I cannot for the life of me, describe anything or I overdo sentences with extra words :cry_02: I know I stopped writing for a couple of years but when I came back to it I realized that my writing is prose like, no descriptions of where my characters are or even what they look like. And then when I go back and read it Im like UHHHH I don't think the reader will read your mind and know that the character is supposed to be sitting down with a pen between his fingers in an office lmao.

I'm in love with world building and at times I fear I go into world building tangents too often and might hurt the flow of the story.

I also get too wordy at times, with over complicated descriptions

I admit, I have no flaws.

Just kidding.

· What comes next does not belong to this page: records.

Issue #90, opened 2017-06-16
Feature Request: Save replay buffer


XBase-xOR:
#### Issue type
Feature request

#### Description
I have written a tool that does an instant replay while live. Right now I have defined the F14 hotkey (which doesn't exist on my keyboard so it's otherwise not used) in OBS for the "Save Replay Buffer" action and then my tool sends an F14 keystroke to the OBS process using PostMessage().
Although that is working it's still somewhat hackish. Since the tool is already connected to OBS using your fine websocket interface it would be great if I could just use the websocket interface for that.

EDIT for further clarification:
Check [this screenshot](https://x-base.org/img/OBS_replay_buffer.png). The hotkeys with a green border are for functions that can also be triggered from the GUI on the main window. The hotkey with a red border however is the only way I know of to trigger writing of the file, there is no GUI button equivalent. And this is the functionality I am asking to be able to trigger from the websocket interface.

#### Technical information
- **Operating System** : Windows 10 64 Bit with Creators Update
- **OBS Studio version** : 18.0.1

Palakis:
It's in the works: https://github.com/Palakis/obs-websocket/pull/104

TStod:
Just found this repo. Noticed replay events/requests were not implemented. Went to file a feature request. Find this.

FeelsAmazingMan

XBase-xOR:
@Palakis Thanks so much dude, changed my tool from using hotkey to the new API method and it works like a charm!

PR #104, opened 2017-07-11
Add Replay Buffer Events and Requests

lsdaniel:
Documentation is included, not really much, but I needed events for the replay buffer starting and stopping. These events have only been available as of 17.0.0 (I think). I don't think that the OBS API has an event for saving the replay yet, so that can't happen yet :/.


lsdaniel:
I have found requests to start/stop the replay buffer, but I haven't found one to flush the replay buffer to disk. Anyone have any ideas?

Palakis:
Thanks for this, that is good quality code. I've fixed conflicts caused by my recent refactor of the codebase, along with some style nitpicks.

> I have found requests to start/stop the replay buffer, but I haven't found one to flush the replay buffer to disk. Anyone have any ideas?

I'll have a look at OBS' API and come back to you.

Palakis:
Looks like even OBS itself doesn't have anything to flush a replay buffer. Maybe deleting or emptying the file will do the trick. Is it what you want to achieve, @lsdaniel?

lsdaniel:
@Palakis Sorry for wording it that way, I meant save the current replay buffer (what is in memory) to the disk. This is normally achieved by using a hotkey, but there is no front-end function to do it using the libobs api. Unless I am wrong, which I may be. I filed a bug on [OBS's bug tracker](https://obsproject.com/mantis/view.php?id=955), but have heard nothing so far. The farthest I've understood how the replay buffer works is by looking at [this function](https://github.com/jp9000/obs-studio/blob/cfe77fdaaeacb78027e8c045739ead7a6f673302/plugins/obs-ffmpeg/obs-ffmpeg-mux.c#L685) in the obs code.

Palakis:
AFAIK the replay buffer is constantly being written to while active, so no need to trigger a manual save or something.

Palakis:
The replay buffer actually being a file.

XBase-xOR:
OBS doesn't have any GUI element that can trigger writing the file. Pressing a hotkey that is configured [here](https://x-base.org/img/OBS_replay_buffer.png) (red border) is the only way.

The replay buffer in memory is constantly updated in memory and not written to a file unless you trigger to write it to a file by using that hotkey.

I also updated #90 for further clarification.

Palakis:
Thanks @XBase-xOR. I'm not a regular user of this feature so I didn't have all the details.
I can't find this "Save replay buffer" hotkey, both in 19.0.3 and the latest OBS master codebase. Is there something special to enable?

Palakis:
@lsdaniel I managed to manually trigger buffer saves through the hotkey system!

Palakis:
@XBase-xOR nevermind, If found the option to enable the Replay buffer and the hotkey now shows up.

XBase-xOR:
Ah OK, I didn't even know that OBS hides it if the replay buffer is disabled.

Palakis:
Things left to do:
- Return an error if the replay buffer is disabled in OBS' settings
- Handle the case where no hotkey is bound to save the replay buffer to disk: bind a dummy hotkey? return an error?

TStod:
It is probably worth noting that the replay buffer is only enabled when using the `Simple` output mode with the `Enable Replay Buffer` checkbox selected.

Hotkey settings for capturing/enabling/disabling replay are stored but hidden if the above settings are not set/enabled.

WSRequestHandler.cpp
```diff
@@ -1638,7 +1736,7 @@ void WSRequestHandler::HandleSetRecordingFolder(WSRequestHandler* req) {
 /**
  * Get the path of  the current recording folder.
  *
- * @return {Stsring} `rec-folder` Path of the recording folder.
+ * @return {String} `rec-folder` Path of the recording folder.
```
haganbmj: Thanks for fixing these. Sloppy typos.

Palakis: Shit happens 😄

XBase-xOR:
@Palakis Thanks so much dude, changed my tool from using hotkey to the new API method and it works like a charm!

ihrishix:
@Palakis @haganbmj Is there any way i can remotely enable the Replay Buffer from obs settings and set the duration ? (Obs settings > output > replay buffer)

I think for me it's comedy. In conversation I think pretty humorous, but it's pretty difficult for me to write comedic interactions and scenes. Also, I don't write enough speaker tags so sometimes it's hard to track of who's speaking when.

I'm not a writer but my boyfriend and other people pointed out that I spend too much time explaining the context or the background of an event before telling the actual fact. For example, when I hear a rumor at work instead of telling "I heard this two people are dating" I start "oh, this guy that works in that department, the blond one who taught me to do that, is now dating that girl who went out with the boss of that other department".

I don't know if my father influenced me (he is even worse than me in this) or if it's something I started to do after a teacher pointed out I explained things pretending I was talking to someone that already knew them, cutting all the details.

Another thing one of the major flaws is doing first person pov writing. It was hard for me because of the repeating "I". As of right now, I looked up Chuck Palahnuik about writing and he talked about "Submerging the I" where you have to use less "I's" and tried to write first person without using too many "I's" by focusing on the MC's surroundings/people around them.